Background information
- Born: Rosalind Mallia Franklin March 3, 1952 Detroit, Michigan, U.S.
- Died: February 5, 2010 (aged 57)
- Genres: Funk; soul; R&B;
- Occupations: Singer; songwriter;
- Years active: 1970s–2000s

= Mallia Franklin =

Rosalind Mallia Franklin (March 3, 1952 – February 5, 2010) was an American funk singer and songwriter. Known as the "Queen of Funk," she was a vocalist with Parliament-Funkadelic and original member of the P-Funk spin-off group Parlet. She is also credited with helping bring key musicians like Bootsy Collins and Junie Morrison into the P-Funk collective.

== Early life ==
Franklin was born and raised in Detroit, Michigan. Her father encouraged her musical ambitions, originally hoping she would become an opera singer. As a young woman, Franklin became close with George Clinton and other early Parliament musicians. In 1971, she introduced Clinton to Bootsy Collins, who had recently left James Brown’s band, helping establish one of funk’s most influential partnerships.

== Career ==

=== Parliament-Funkadelic ===
By the mid-1970s, Franklin joined Clinton’s Parliament-Funkadelic as a background vocalist. She recorded vocals for albums such as Chocolate City (1975) and Funkadelic’s Uncle Jam Wants You (1979). Her harmonies were part of P-Funk’s signature multi-layered vocal sound both in studio and on the group’s elaborate live tours.

=== Parlet ===
In 1978, George Clinton formed Parlet with Franklin, Debbie Wright and Jeanette Washington. Their debut album, Pleasure Principle, featured Franklin’s lead and backing vocals on songs like “Pleasure Principle” and “Misunderstanding.” She remained with Parlet into the recording of their second album, Invasion of the Booty Snatchers (1979), before departing with bassist Donnie Sterling to form Sterling Silver Starship.

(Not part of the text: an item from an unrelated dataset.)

PR #4145, opened 2022-08-02
Correct answer for C++ #9

F-Sossi:
My reading of the question is that they are looking for the false answer and while answer B is rather odd the one that is not true by my reading is D as you can use templates with both structures and classes as per the updated reference.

=== Other collaborations ===
Franklin is also credited with introducing keyboardist Junie Morrison to P-Funk in 1978. She performed and recorded with various P-Funk side projects and appeared on Zapp’s Zapp II album (1982) as a backing vocalist.

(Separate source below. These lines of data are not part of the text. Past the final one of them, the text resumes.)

PR #4191, opened 2022-08-09
Answered Q51 for Django

jefferies917:
For a Django and React project you would need to write cors middleware for the project to behave properly.


Ebazhanov (approved):
Wohoohoooo!!! Thanks for updating!!! Looks like you passed ✅ the quiz!

PR #4192, opened 2022-08-09
Added image in Que 23 in MS excel.md 

Aakashvani:
The image was absent, so I added it.


Ebazhanov (approved):
Thanks for improvements and adding image! Looks beautiful 🌹 👍

PR #4200, opened 2022-08-12
after-effects to es, fr and it

johnfelipe:


Ebazhanov:
@all-contributors please add @johnfelipe for content, tutorial, mentoring

PR #4220, opened 2022-08-14
Added reactjs spanish translation + some fixes in the english version

bandinopla:
Translated the reactjs quiz to spanish and during that process i found and fixes some issues in the english version. 
Also added myself in the creadits on the main readme file. 

In regards to the fixes on the english version i found some repeated questions so opted to change the question a bit to make it unique.  Some errors in the code snippeds too and lacking the language tag on them.


Ebazhanov (approved):
Thanks for initiative to be responsible, feel free to add for more topics 😉 
regarding translation i am a bit sceptical because manual translation can be different what linkedin will provide. Just FYI not sure that we have to do it with translator so the people will have hard time to match a search question.

bandinopla:
> ...regarding translation i am a bit sceptical because manual translation can be different what linkedin will provide. Just FYI not sure that we have to do it with translator so the people will have hard time to match a search question.

in some cases [like this one](https://github.com/Ebazhanov/linkedin-skill-assessments-quizzes/commit/f835c01a5f4468ccd4788d49e85be6bd11877834#diff-849662fe725f1c9d25d269b6dd4fd0e08155903854a338765f001463e541d3edL560) i felt the question itself was wrong. It asks "when the Hello component will be displayed" but in the code it is not being rendered, just being assigned to a variable, and there's not even any code suggesting it will be indeed displayed... i mean one could asume, but the code doesn't show that. The correction i made helps the user focus on the original intended test of the question: to see if the reader understands the conditional (ternary) operator.

Ebazhanov:
that's can happens, we are all human. As a simple solution I would prefer to add new question with correct task. And keep old version at the same time to make it searchable/match with original linkedin.

Ebazhanov:
@all-contributors please add @bandinopla for design, code, maintenance, content

PR #4318, opened 2022-08-30
fix(html-quiz): remove repeated question

imgul:
Removed the repeated question for:
> Q76. Which choice is the best way to mark up this layout?


Ebazhanov (approved):
You are right, thank you @imgul for improvements and contribution! 💯

Ebazhanov:
@all-contributors please add @imgul for design, code

Issue #4268, opened 2022-08-21
Django New Question


Rushijaviya:
![1](https://user-images.githubusercontent.com/59735978/185779781-4e198ead-6aec-4b9f-b1cf-16a00b10f42b.jpeg)

prashant5025:
Hey, I like to contribute to this project would you like to assign me this issue?

Ebazhanov:
Thank you guys! 👍  Closing because it is already in codebase!

PR #4329, opened 2022-09-02
Django New Question #4268

Just2Deep:
Previous question is already answered. updated answer and link for the latest question(Q75)


Ebazhanov (approved):
LGTM, thank you @Just2Deep for updates 💯

PR #4340, opened 2022-09-04
Update bash-quiz.md

smashcoder:
- Highlighted the correct answer for better understanding for the user
- Q31 Both the answers, in text and image are arranged properly, now user will have no more confusion in the option. (Earlier option C in Image form and Option D in text form | Now both option in Image and Text are same)
- Q56 Options C is separated and clear for user to understand that it is not Option D, both are different.


Ebazhanov (approved):
Looks interesting, thank you for improvements!

smashcoder:
Thank You For Approving My Pull Request

PR #4343, opened 2022-09-04
5% up 

emanuele-em:
here you are a lot of questions, now Power Automate can be used to pass test


Ebazhanov (approved):
Yes, now we can win the price! Thanks a lot @emanuele-em for your great job!!! I really appreciate it! :pray:

PR #4344, opened 2022-09-04
add questions

emanuele-em:
some questions seems to be equals but only the answers are the same, my advice is to keep separate different quesitons with same answers


Ebazhanov (approved):
I absolutely agree with you 👍 , the idea is to keep all questions searchable.

PR #363, opened 2017-04-25
ansible-runner: Drop flag files for failing environments

gandelman-a:
This updates ansible-runner to drop empty files in a known
directory for environments that are failing to complete their
playbooks. The files are named after the failing environment.
Upon successful ansible run, these files are cleaned up if
they exist.

This'll allow us to set a datadog check that fails when any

She released her solo album, Funken Tersepter, in 1995 through Japan’s P-Vine Records. The record featured many P-Funk members, including Fred Wesley, Maceo Parker, Junie Morrison, and Eddie Hazel.

Franklin also co-wrote “Suited & Booted” for Snoop Dogg’s 2002 album Paid tha Cost to Be da Bo$$.

== Later life and death ==
Franklin suffered a stroke before a performance in Detroit in 2009 and later moved to Los Angeles for treatment. She died on February 5, 2010, at age 57.

== Legacy ==
Franklin is remembered for her pivotal role in Parliament-Funkadelic and for mentoring and connecting major funk artists. She is often called the “Queen of Funk” for her contributions to the genre and her leadership in the P-Funk sister groups. Her son, Seth Neblett, has worked to document her story and the role of other women in P-Funk through the oral history project Mothership Connected: The Women of Parliament-Funkadelic.

== Discography ==

=== Solo ===
- Funken Tersepter (P‑Vine, 1995) – Japanese-only solo album featuring P‑Funk musicians.

=== With Parlet ===
- Pleasure Principle (Casablanca, 1978) – debut Parlet album with co-founder Mallia Franklin on vocals.
- Invasion of the Booty Snatchers (Casablanca, 1979) – Franklin appears on the album before departing the group.

=== With Parliament-Funkadelic ===
- Parliament – Chocolate City (Casablanca, 1975) – credited for background vocals.
- Parliament – Motor Booty Affair (Casablanca, 1978) – background vocals.
- Funkadelic – Uncle Jam Wants You (Warner Bros., 1979) – background vocals.
- Various Parliament-Funkadelic recordings, including uncredited contributions on live albums like Parliament Live: P‑Funk Earth Tour (1977) and studio releases with layered vocals, per interviews and oral histories.

=== Other contributions ===
- Bootsy’s Rubber Band – This Boot Is Made for Fonk‑N (Warner Bros., 1979) – background vocals.
- Sweat Band – Sweat Band (Uncle Jam, 1980) – vocals.
- Zapp – Zapp II (Warner Bros., 1982) – background vocals.

=== Later / posthumous ===
- Dice – “So Many Rainy Dayz” (single, 2011) – featured vocals on Detroit rapper Dice’s track.